PR #1037, opened 2021-04-19
Exceptionless extended with reduce, min and max functions

nicoTolly:
So I added a few functions to the ExceptionLess modules (with the obvious semantics). Tell me if there is anything wrong with the implementation.
I also took the liberty to generalize a bit the standard min and max functions by adding a default cmp argument, so they are consistent with the current definition of min_max function. Tell me if you think this change is unneeded or unwanted (maybe an optional argument has some runtime cost ? I actually have no idea). I can also put them in a separate PR.

I also tried to add some unit test but failed to have them compiling. I added this in the ExceptionLess module : 
```
  (*$T max
    max [] = None
    max [1] = Some 1
    max [1; 1] = Some 1
    max [1; -2; 3; 4; 5; 60; 7; 8] = Some 60
  *)
```
but the compiler complained with : 
```
File "src/batList.mlv", line 1635, characters 14-20:
Error: This expression has type 'weak89 option
       but an expression was expected of type int
```

Could you tell me how to fix that ?
Thanks

### DIFF
--- a/src/batList.mliv
+++ b/src/batList.mliv
@@ -1073,6 +1073,29 @@ module Exceptionless : sig
   val last : 'a list -> 'a option
     (** [last l] returns either [Some x] where [x] is the last element of the list, or [None] if
         the list is empty. This function takes linear time. *)
+
+  val reduce : ('a -> 'a -> 'a) -> 'a list -> 'a option
+  (** [reduce f h::t] is [Some (fold_left f h t)]
+      and [reduce f []] is None. *)
+
+  val min_max : ?cmp:('a -> 'a -> int) -> 'a list -> ('a * 'a) option
+  (** [min_max l] returns either Some(s, l)
+      where s and l are respectively the smallest and biggest element of [l] as judged by
+      [Pervasives.compare] (by default) or None if [l] is empty.
+	  You can provide another comparison function via the optional [cmp] parameter.
+  *)
+
+  val max : ?cmp:('a -> 'a -> int) -> 'a list -> 'a option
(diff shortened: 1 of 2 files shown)


UnixJunkie:
Thanks a lot for this contribution and welcome to batteries!

I will look into it soon, if no other maintainer does.
For the type error, you need to tell the compiler the type of the empty list or constrain the type of the option
in the empty list case of your tests.
If you cannot, don't bother and I will fix it.

nicoTolly:
> For the type error, you need to tell the compiler the type of the empty list or constrain the type of the option
> in the empty list case of your tests.
> If you cannot, don't bother and I will fix it.

Sorry, this is not the point, I should have been more explicit. The problem is that the compiler apparently can't tell that there are two different max function : the standard one with type 'a list -> 'a and the one in ExceptionLess module with type 'a list -> 'a option.

Thus, even if I do this : 
```ocaml
	(*$T max
	 max [1] = (Some 1 : int option)
	 *)
```
I trigger this error : 
```
File "src/batList.mlv", line 1617, characters 12-33:
Error: This expression has type int option
       but an expression was expected of type int
```

UnixJunkie:
I also don't know how to fix the testing problem you describe.
But your PR has been merged.

UnixJunkie:
I just called you nicoTolly in the ChangeLog file; if you want your real name in it, please tell us.

nicoTolly:
@UnixJunkie Great ! Please tag me with my real name, Nicolas Tollenaere :) Thanks !

UnixJunkie:
done!

PR #1044, opened 2021-09-02
Fix multicore support

kit-ty-kate:
https://github.com/ocaml-multicore/ocaml-multicore/pull/514 broke the multicore support of batteries

### DIFF
--- a/build/prefilter.ml
+++ b/build/prefilter.ml
@@ -37,6 +37,12 @@ let print_loc = function
        stale := false;
      end
 
+let has_domains ~extra =
+  let extra = String.split_on_char '+' extra in
+  List.mem "domains" extra ||
+  List.mem "multicore" extra ||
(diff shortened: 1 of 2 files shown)


build/prefilter.ml
```diff
@@ -37,6 +37,12 @@ let print_loc = function
        stale := false;
      end
 
+let has_domains ~extra =
+  let extra = String.split_on_char '+' extra in
+  List.mem "domains" extra ||
+  List.mem "multicore" extra ||
+  List.mem "effects" extra
```
gasche, line 44: This may have to be refined again in the future, given that `effects` may add extra stdlib logic in addition to just `domains`. But I'm okay with going for this for now, and refining as it comes in the future.

gasche (approved):

UnixJunkie:
Thanks for those fixes for the future.

PR #1048, opened 2021-09-27
BatArray.find_map

UnixJunkie:
introduced in stdlib since OCaml-4.13.0

### DIFF
--- a/src/batArray.mliv
+++ b/src/batArray.mliv
@@ -479,6 +479,11 @@ val find : ('a -> bool) -> 'a array -> 'a
     @raise Not_found if there is no value that satisfies [p] in
     the array [a]. *)
 
+val find_map : ('a -> 'b option) -> 'a array -> 'b option
+(** [find_map f a] applies [f] to the elements of [a] in order, and returns the
+    first result of the form [Some v], or [None] if none exist.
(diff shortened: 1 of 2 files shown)


UnixJunkie:

gasche:
@UnixJunkie did you write this implementation yourself, or did you copy it from the stdlib? If you copied the stdlib implementation, I believe that this should be marked clearly (copying code without referencing the author is, in fact, against the law). One way to mark this is to credit the corresponding commit to the original author of the code: `git commit --author "..."` (in this case, I think it is Nicolás Ojeda Bär). When you make changes to someone else's implementation, you can use a `Co-authored-by: ...` line in the commit message (I would use the original author in the `--author` line, and then `Co-authored-by: <myself>`).

gasche:
One other reason to be explicit when the code is copied from the stdlib is that it helps reviewing, other people can focus on the commits that provide new or modified implementations.

UnixJunkie:
The implementation and ocamldoc was copied from the stdlib.
The tests are mine, same for some boilerplate code.
I am OK to put a one-liner comment to say that it comes from the stdlib of 4.13.0 and also
mention it in the ChangeLog.
However, having to go find the author of each new functionality would be quite annoying.

PR #1049, opened 2021-09-27
BatArray.combine

UnixJunkie:
introduced in stdlib since OCaml-4.13.0


UnixJunkie:

PR #1053, opened 2021-10-21
Compat 4.13.1

UnixJunkie:


UnixJunkie:
Many fixes for compatibility with the latest stdlib.
I would like if another pair of eyes can look at those.
I should merge tomorrow.

PR #1062, opened 2021-12-14
Release 3.4.0

kit-ty-kate:


UnixJunkie:
Ok, that's part of the release process.
The ChangeLog is probably missing several PRs that were merged.
I would have to scheme through the git logs to add the missing pieces.
Also, the most important part is testing 'make test' works without any error on several OCaml versions (of course the one we want to support, but also older ones we are still supporting).

kit-ty-kate:
for `make test` I’ve only tried on macOS/arm64 with OCaml 4.13, but why not just let opam-repo-ci handle that when publishing in opam? I’m not sure why the tests isn’t listed in the opam file but it should be good enough. Also we have linux x86_32, arm32, arm64, x86_64, s390x, ppc64 and macOS x86_64, that should cover most of the platforms

UnixJunkie:
If you use the opam CI for this purpose, then better tag with a temporary release tag.
Once all the CI is OK, then use the final release tag; this will prevent you from having to bump
the release tag (in case you have to fix some things because of failing tests after having burned/used the release tag).

kit-ty-kate:
Sure, done in https://github.com/ocaml/opam-repository/pull/20225

UnixJunkie:
@kit-ty-kate you could send a PR with your name added to the list of maintainers (in the opam file); you have been contributing to batteries several years IIRC

PR #1065, opened 2021-12-15
Add covariances to types of maps and sets

eponier:
I added covariance annotations to types of maps and sets. I also tried to add some tests that check that this allows to pass the value restriction and get proper polymorphism instead of weak polymorphism.

Maybe some other types in other files can be annotated like that, I had a look but did not do an extensive search.

### DIFF
--- a/src/batMap.mliv
+++ b/src/batMap.mliv
@@ -534,7 +534,7 @@ module String : S with type key = string
     function, it is recommended to use the functorized maps provided
     by {!Make}.  *)
 
-type ('a, 'b) t
+type (+'a, +'b) t
 
 val empty : ('a, 'b) t
 (** The empty map, using [compare] as key comparison function. *)
@@ -973,7 +973,7 @@ module PMap : sig
       functor for additional safety.
   *)
 
-  type ('a, 'b) t
+  type ('a, +'b) t
 
   val empty : ('a, 'b) t
   (** The empty map, using [compare] as key comparison function. *)
--- a/src/batSet.mli
+++ b/src/batSet.mli
@@ -516,7 +516,7 @@ module String : S with type elt = string
     @author David Rajchenbach-Teller
 *)
 
-type 'a t
+type +'a t
 (** The type of sets. *)
 
 include BatEnum.Enumerable with type 'a enumerable = 'a t


UnixJunkie:
Are those annotations supported by all OCaml versions?
Currently, batteries declares in the opam file that it is compatible with OCaml >= 4.00.0.

eponier:
Apparently, it was added in 3.01 (see https://github.com/ocaml/ocaml/blob/98b277c2d55eb820e88a5447cc5cb2e9d6bdfacd/Changes#L10922). I didn't think it was this old. But in fact, it is already used in multiple files of batteries (including BatMap.mlv), so I think we are good on this aspect.

eponier:
I am more worried by the tests I have added, because I didn't know qtest before. I am not sure that I followed the spirit of the tool, perhaps it is better to remove them.

UnixJunkie:
Honestly, I don't know what those type annotations mean.
So, I have no idea on if and how they should be tested (isn't compilation enough to check type-related things?).
```
type (+'a,-'b,'c) t (covariant in 'a, contravariant in 'b, invariant in 'c)
```
doesn't mean anything to me (I am not a CS researcher; @gasche should know more).
If those type annotations are useful, because they make the type of the data-structure more generic, then that's good and such
annotations should be added to all data-structures where possible.
Also, so they are merged in the next minor release, it must not break things in existing users' code.

eponier:
If you have a few minutes, everything is explained in the [OCaml doc](https://ocaml.org/manual/polymorphism.html#s:weak-polymorphism). In a few words, the fact that a type is used in covariant position means that you can replace it by a larger type. But it also has an impact on how the type-checker infers polymorphism: if it knows that a type variable occurs in covariant position, then it can give a more generic type. When you have a concrete type, OCaml infers the variance automatically, but when you have an abstract type, you have to specify the expected variance. As usual, the type-checker checks at the instantiation point that the concrete type respects the given signature, and this includes the variance. (The idea of the test was not to verify that the type variable was covariant, this is the role of the type-checker indeed, but to make use of this variance annotation so that someone trying to change/remove it can see an impact on the tests.)

This makes the types less generic, actually, meaning that it's easier to user them, but potentially harder to produce them. If we consider that everyone uses the functor provided by batteries, it shouldn't be a problem. If someone decided to reimplement the functor using a type where the type variable is not covariant, then the module will not abide by the signature anymore. I don't known if some people do that.

eponier:
To be complete, my initial motivation was to be able to have better polymorphism.
For instance, before the change
```
let empty = (fun x -> x) BatMap.empty;;
val empty : ('_weak1, '_weak2) BatMap.t = <abstr>
BatMap.add 1 2 empty;;
- : (int, int) BatMap.t = <abstr>
empty;;
- : (int, int) BatMap.t = <abstr>
```
This is weak polyphormism, meaning that only one type is allowed, initially unknown. As soon as some operation constrains the type, it is fixed.

After the change
```
let empty = (fun x -> x) BatMap.empty;;
val empty : ('a, 'b) BatMap.t = <abstr>
BatMap.add 1 2 empty;;
- : (int, int) BatMap.t = <abstr>
empty;;
- : ('a, 'b) BatMap.t = <abstr>
```
This is true polymorphism, `empty` has a generic type.

UnixJunkie:
Do you want to update your PR?
Do you want to change the tests / remove them?

eponier:
Yes, I removed the tests. I don't think that they are necessary and they were a bit artificial.

UnixJunkie:
thanks a lot for your contribution

PR #1066, opened 2021-12-15
opam file: Fix constraint (uses QCheck_ounit) and add missing conflict with some compiler variants

kit-ty-kate:
Upstreams changes made in https://github.com/ocaml/opam-repository/pull/20225

### DIFF
--- a/batteries.opam
+++ b/batteries.opam
@@ -23,9 +23,13 @@ depends: [
   "ocamlfind" {build & >= "1.5.3"}
   "ocamlbuild" {build}
   "qtest" {with-test & >= "2.5"}
-  "qcheck" {with-test & >= "0.6" & < "0.14"}
+  "qcheck" {with-test & >= "0.9" & < "0.14"}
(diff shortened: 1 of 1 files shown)


batteries.opam
```diff
@@ -23,10 +23,14 @@ depends: [
...
   "benchmark" {with-test & >= "1.6"}
   "num"
 ]
+conflicts: [
+  "base-effects"
+  "ocaml-option-no-flat-float-array"
+]
 # url {
 #   src: "https://github.com/ocaml-batteries-team/batteries-included/archive/vXXX.tar.gz"
 #   checksum: "md5=YYY"
```
kit-ty-kate, line 36:
```suggestion
```
Also this is a bit unnecessary and surprising for users looking for examples. Using `opam publish` is much easier to do this job rather than doing it by hand.

UnixJunkie: you can change md5 to something else, if that's your concern

PR #1069, opened 2022-01-19
BatHashtbl.for_all

UnixJunkie:


UnixJunkie:
If somebody can eyeball through this PR, this would be nice.
I'll update the changelog if accepted.

PR #1071, opened 2022-01-19
BatFilename.with_temp_file

UnixJunkie:


src/batFilename.mlv
```diff
@@ -62,3 +62,16 @@ let split_extension s =
   ("/foo/.rc", "")    (split_extension "/foo/.rc")
   ("", "")            (split_extension "")
 *)
+
+let with_temp_file ?temp_dir prfx sfx f =
+  let tmp_fn = Filename.temp_file ?temp_dir prfx sfx in
+  let res = f tmp_fn in
+  Sys.remove tmp_fn;
+  res
```
rixed, line 70: Why not use `finally` here to close the file regardless of [f] raising an exception?

UnixJunkie: ok, so we will remove the created file even if f crashed

PR #1075, opened 2022-01-25
Mark as compatible with OCaml 4.14

kit-ty-kate:


kit-ty-kate:
All green in the opam-repository draft PR and ready to be tagged

Issue #1078, opened 2022-02-23
Expose `Hashtbl.stats`


sim642:

UnixJunkie:
the stdlib exposes it, so I guess it is OK to do the same
```ocaml
val stats : ('a, 'b) t -> statistics
(** [Hashtbl.stats tbl] returns statistics about the table [tbl]:
   number of buckets, size of the biggest bucket, distribution of
   buckets by size.
   @since 4.00.0 *)
```

UnixJunkie:
@sim642 if you can review the related PR and test it, that would be nice.
Batteries is always looking for people to help with the maintenance.

UnixJunkie:
done

PR #1079, opened 2022-02-24
BatHashtbl.stats exposed

UnixJunkie:
ocamldoc imported from the stdlib


UnixJunkie:
related to https://github.com/ocaml-batteries-team/batteries-included/issues/1078

sim642 (approved):
Works!

I'm just wondering if maybe the `statistics` type should also be re-exported? Might make sense if `Batteries` has been opened.

UnixJunkie:
Ok, I will also add the type declaration in the interface file.

PR #1080, opened 2022-03-30
Improved a bit the error when Random.choice is called on an empty enum

nicoTolly:
Hi,

Until now this piece of code : 
```ocaml
 Random.choice @@ Enum.empty ()
```
returned an Exception Invalid_argument "Random.int" which is confusing - the error happened in function Random.int to which we pass the invalid argument 0.
I changed it to raise an exception Empty instead - which matches what happens in similar cases in most other modules. I hope the error message will then be a bit more tractable.

### DIFF
--- a/ChangeLog
+++ b/ChangeLog
@@ -3,6 +3,10 @@ Changelog
 
 ## v3.5.1 (minor release)
 
+- improved BatRandom.choice error a bit when passing an empty enum
+#1080
+ (Nicolas Tollenaere)
+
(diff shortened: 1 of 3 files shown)


UnixJunkie:
can you use an if-then-else to make the code more explicit?

UnixJunkie:
you should add an entry to the ChangeLog also

nicoTolly:
Is it better ?

UnixJunkie:
ok, I'll do some syntactic changes just after

PR #1082, opened 2022-06-13
Support new OCaml 5 unix primitive names

dra27:
The compiler is considering ensuring all symbols in the Unix library are prefixed `caml_` for 5.0 (https://github.com/ocaml/ocaml/pull/10926).

This affects batteries only for the `unix_link` primitive which is updated here. I couldn't see that there was a way to specify a range of versions for `##V` markers, so apologies for the slightly convoluted way of selecting between 3 different `external` declarations!

### DIFF
--- a/src/batUnix.mlv
+++ b/src/batUnix.mlv
@@ -23,7 +23,8 @@
 include Unix
 
 ##V<4.8##external link : string -> string -> unit = "unix_link"
-##V>=4.8##external link : ?follow:bool -> string -> string -> unit = "unix_link"
+##V>=4.8####V<5.0##external link : ?follow:bool -> string -> string -> unit = "unix_link"
+##V>=5.0##external link : ?follow:bool -> string -> string -> unit = "caml_unix_link"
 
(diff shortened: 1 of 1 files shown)


UnixJunkie:
I think we can specify a range; I'll find back.

UnixJunkie:
after checking in https://github.com/ocaml-batteries-team/batteries-included/blob/master/build/prefilter.ml; apparently not

UnixJunkie:
but, there is a use example in src/batteries_compattest.mlv:
```ocaml
##V>=4.7####V<4.14##` module Seq = (Seq : module type of Legacy.Seq)
```

UnixJunkie:
If you can use this kind of syntax and your tests work; I'll merge your proposed change

dra27:
Ah, thanks - I didn't spot that! Updated to use it, and I checked that it's building correctly on 4.12 still and pre-processing correctly on 5.0 (there are other fixes needed for OCaml 5 support - I'm only dealing with the bit I've broken here 🙂)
★ ★ ★ ★ ★ ★ ★
◆ **What is required**
Among the lines above, the ones holding the word "prfx" must be counted; only that count is to be given.

◆ **Exercise solution**
2